Hoeveel autochtonen wonen er in 2070 in Nederland?
door Jan van de Beek en Gerrit Kreffer
Het is een vraag die velen bezighoudt: ‘Wanneer zijn autochtonen in de minderheid?’ Duidelijk is dat immigratie de bevolkingssamenstelling in rap tempo verandert. Zeker nu de immigratie de laatste jaren zo hoog is. Hier schetsen wij de bevolkingssamenstelling als het hoge immigratiescenario van de Staatscommissie Bevolkingsvraagstukken werkelijkheid wordt.
Bevolkingsprognoses spelen een belangrijke rol bij het vormgeven van beleid van Rijk, provincies en gemeenten. Prognoses krijgen nu veel aandacht door het huizentekort, maar zijn ook onontbeerlijk bij thema’s als migratie, onderwijs, arbeid, zorg, sociale zekerheid, infrastructuur, energievoorziening en sociale cohesie.
Migratieachtergrond
Bij landelijke CBS-prognoses gaat het veelal om het verwachte aantal Nederlanders in een toekomstig jaar en de verdeling van de inwoners naar geslacht, leeftijd, opleiding en migratieachtergrond. In dit artikel zoomen we in op die migratieachtergrond. Dat is beleidsrelevant omdat noden, wensen en gedrag naar achtergrond uiteenlopen en de samenleving als geheel er bij een andere bevolkingssamenstelling anders uit zal zien.

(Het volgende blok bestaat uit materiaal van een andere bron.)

Issue #2240, opened 2020-09-24
Support for Server Side Rendering


MarcusNotheis:
**Is your feature request related to a problem? Please describe.**
It would be awesome if the UI5 Web Components could support Server Side Rendering with popular frameworks like `Next.js`. We have received a [similar issue in the UI5 Web Components](https://github.com/SAP/ui5-webcomponents-react/issues/194) for React wrapper.

**Describe the solution you'd like**
I would like the use the UI5 Web Components in e.g. `Next.js` without the need of applying workarounds. Therefore, some APIs around `document` would need an abstraction to make sure they are not crashing during SSR and will be hydrated on the client.

**Describe alternatives you've considered**
It would be possible to use the UI5 Web Components already in Next.js when you are watching out very carefully where you are importing the components. Importing the `ui5-button` e.g. in a `useEffect` will enable you to render the button. But if you are now importing an `Icon`, it will crash because the icon import is accessing the `SharedElementRegistry` which is accessing `document` which is not defined during SSR.

**Additional context**
I played a bit around in the wrapper library in the [feat/support-ssr](https://github.com/SAP/ui5-webcomponents-react/tree/feat/support-ssr) branch.

jmoors:
Looking at the roadmap it seem there is a plan to support for server-side rendering in Q4, is this still on track? With the advent of Next.js and Remix.run the ability to support SSR would be really useful.

luizcarlospedrosogomes:
news?

MarcusNotheis:
The [Declarative Shadow DOM](https://web.dev/declarative-shadow-dom/) API sounds promising, but is unfortunately only supported in Chromium browsers at the moment: https://caniuse.com/declarative-shadow-dom

ilhan007:
Closing the issue in favour of https://github.com/SAP/ui5-webcomponents/issues/6626

PR #6421, opened 2023-02-05
refactor(Device): use internal getters to support SSR

MarcusNotheis:
The UI5 Web Components for React project is currently looking in how we can support Server Side Rendering with minimal efforts. As we're using some of your base package API's, we need to make sure that they don't throw errors when being used in server side runtimes.

The `Device` used to execute various functions on client only API when imported which caused errors when used in SSR frameworks like NextJS.
With this PR all internal calls are refactored to use SSR-safe getters and all detections return `false` on the server. The behaviour on the client and the public API is unchanged.

In addition to that, the `Boot`, `InitialConfiguration` and `getSharedResource` and `CustomStyle` are now SSR safe as well.

Part of #2240


vladitasev (commented):
Looks good to me. Unless anyone else wants to review today, I can +1

packages/base/src/Boot.ts
```diff
@@ -27,6 +27,10 @@ const boot = async (): Promise<void> => {
 	}
 
 	const bootExecutor = async (resolve: PromiseResolve) => {
+		if (typeof window === "undefined") {
```
pskelin, line 30: I checked that `document` is a preferred way for detecting client-side, since window is implemented in some server environments like Deno

`typeof document === "undefined"`

from:
https://remix.run/docs/en/v1/guides/constraints#document-guard

packages/base/src/Device.ts
```diff
@@ -1,96 +1,172 @@
...
-const webkit = !ie && /webkit/.test(ua);
-const windows = navigator.platform.indexOf("Win") !== -1;
-const iOS = !!(navigator.platform.match(/iPhone|iPad|iPod/)) || !!(navigator.userAgent.match(/Mac/) && "ontouchend" in document);
-const android = !windows && /Android/.test(ua);
-const androidPhone = android && /(?=android)(?=.*mobile)/i.test(ua);
-const ipad = /ipad/i.test(ua) || (/Macintosh/i.test(ua) && "ontouchend" in document);
-// With iOS 13 the string 'iPad' was removed from the user agent string through a browser setting, which is applied on all sites by default:
-// "Request Desktop Website -> All websites" (for more infos see: https://forums.developer.apple.com/thread/119186).
-// Therefore the OS is detected as MACINTOSH instead of iOS and the device is a tablet if the Device.support.touch is true.
+const isSSR = () => typeof window === "undefined";
```
pskelin, line 1: there is no need for this to be a function as it won't change. you could make this a const and it will make the if statements a bit easier to read as well.

packages/base/src/Boot.ts
MarcusNotheis: good point, done.

packages/base/src/Device.ts
MarcusNotheis: changed as well.

pskelin:
can we add a test? this will break pretty easily and no one will notice.

I was thinking a very simple nodejs import that should pass without an error, like:
`node -e 'import("./dist/Button.js")'`

this can be in a package.json script and called in addition to the current test command.

For this to work, I needed to add `"type": "module"` to all package.json files, but we don't ship CJS so it should be safe to add.

Additionally, I get an error in your branch with the above test:
```
file:///Users/i030191/work/ui5-webcomponents/packages/base/dist/StaticArea.js:2
if (!customElements.get("ui5-static-area")) {
^

ReferenceError: customElements is not defined
```

MarcusNotheis:
> can we add a test? this will break pretty easily and no one will notice.
> 
> I was thinking a very simple nodejs import that should pass without an error, like: `node -e 'import("./dist/Button.js")'`

I think until we can use such a test it will take quite some time as the webcomponents themself can't render on the server yet. As this PR is mainly about the changes in the `Device` I can try to add a test for the device.

pskelin:
Fine with me, the device import already works.
```
➜   ✗ node -e 'import("./dist/Device.js")'
➜   ✗ echo $?
0
```

I was not talking about the rendering of the components, but their imports should not fail on the server. I think you import the components as well, even just to render their tags via the wrappers.

Anyway, it's fine to add such an import test to the components with another change, let's do a base test for now.

MarcusNotheis:
Just had a call with @pskelin: 
I've written some initial test but it is not executed as part of the default test pipeline.
The blocker is the mixture of ESM and CJS in the project which is not a low hanging fruit to solve - we've decided to put the tests for SSR on the backlog.

pskelin (approved):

Als we in dit artikel spreken over autochtonen bedoelen we inwoners van Nederland met twee in Nederland geboren ouders. Inwoners met een eerste generatie migratieachtergrond zijn zelf in het buitenland geboren. Bij inwoners met een tweede generatie migratieachtergrond is tenminste één van de ouders in het buitenland geboren. Autochtonen met tenminste één in het buitenland geboren grootouder – de zogenaamde derde generatie migratieachtergrond – vallen conform de CBS-definities onder autochtonen. In 2023 is afgerond 74% van de Nederlanders autochtoon en 26% heeft een migratieachtergrond. Hoe zullen die percentages liggen in 2050 en 2070?

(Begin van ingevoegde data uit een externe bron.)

PR #6435, opened 2023-02-07
refactor(ui5-tabcontainer): Simplify _handleResize

dimovpetar:
Reasons:
- `_handleResize` was async function, which is not supported type of callback by the ResizeHandler
- It awaited the rendering of the TabContainer, which is unnecessary. The logic is already in the onAfterRendering hook
- Rarely (when the media range changed), `_setItemsForStrip` was called twice - once onAfterRendering and once in `_handleResize`

Solution:
- Simplify the logic by always invalidating on resize

### DIFF
--- a/packages/main/src/TabContainer.ts
+++ b/packages/main/src/TabContainer.ts
@@ -389,6 +389,7 @@ class TabContainer extends UI5Element {
 	_itemNavigation: ItemNavigation;
 	_allItemsAndSubItems?: Array<ITab>;
 	responsivePopover?: ResponsivePopover;
+	_handleResizeBound: () => void;
 
 	static get styles() {
 		return [tabStyles, tabContainerCss];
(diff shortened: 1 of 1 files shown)


packages/main/src/TabContainer.ts
```diff
@@ -469,25 +474,20 @@ class TabContainer extends UI5Element {
...
-	async _handleResize() {
+	_handleResize() {
 		if (this.responsivePopover && this.responsivePopover.opened) {
 			this.responsivePopover.close();
 		}
-		this._updateMediaRange();
 
-		await renderFinished(); // await the tab container to have rendered its representation of tabs
-		this._setItemsForStrip();
+		this._updateMediaRange();
```
gmkv, line 489: You can add a parameter to this method and pass the offsetWidth. There is currently no difference between this.getDomRef().offsetWidth and this.offsetWidth (although they are two different elements - one from the light dom and the other from the shadow dom)

gmkv (changes requested):

packages/main/src/TabContainer.ts
dimovpetar: Done

gmkv (approved):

De Tweede Kamer vroeg de regering in 2018 om de gevolgen van veranderingen in de bevolking in kaart te brengen. Dat resulteerde in 2021 in het rapport Bevolking 2050 in beeld: opleiding, arbeid, zorg en wonen van het NIDI (Nederlands Interdisciplinair Demografisch Instituut) en het CBS (Centraal Bureau voor de Statistiek). In dit NIDI/CBS-rapport staan acht prognoses, waarbij ook de samenstelling van de bevolking naar migratieachtergrond is doorgerekend.
In Tabel 1 staat de verwachte migratieachtergrond van de bevolking in de prognose met het hoogste migratiesaldo (93.000), de groeivariant. Nederland telt in 2050 bij deze groei 21,8 miljoen inwoners waarvan 8,4 miljoen ofwel bijna 39% met een migratieachtergrond. In dit scenario treffen we in 2050 nog 61% autochtonen in ons land, bijna 13 procentpunt lager dan in 2023.
Tabel 1: Samenstelling bevolking Nederland in 2023 en 2050 bij NIDI/CBS groeiprognose.
De Staatscommissie Demografische Ontwikkelingen 2050
In 2022 is in vervolg op het eerder genoemde NIDI/CBS-rapport de ‘Staatscommissie Demografische Ontwikkelingen 2050’ ingesteld. Deze onderzoekt wat de gevolgen zijn van de groei van de bevolking en welke maatschappelijke effecten de verschillende typen migratie hebben. De commissie moet ‘tot ten minste 2050’ in de toekomst kijken, maar kan dus ook 2070 meenemen, het eindjaar van de actuele CBS-prognose. Het rapport van de commissie komt begin 2024 uit.
In een tussentijds overleg met de Tweede Kamer vertelde de commissie dat ze in eerste instantie uit wilde gaan van de scenario’s uit het NIDI/CBS-rapport. Maar omdat de immigratie de laatste jaren steeds hoog is, zocht de commissie nog naar een extra scenario, waarbij van een hoger migratiesaldo wordt uitgegaan.
Migratiesaldo
Het migratiesaldo is de optelsom van immigratie in een land minus de emigratie. Dit migratiesaldo leek stelselmatig door het CBS te worden onderschat. Bij de commissie bestond de behoefte aan prognoses die ervan uitgaan dat het migratiesaldo zo hoog blijft als we de laatste jaren zien.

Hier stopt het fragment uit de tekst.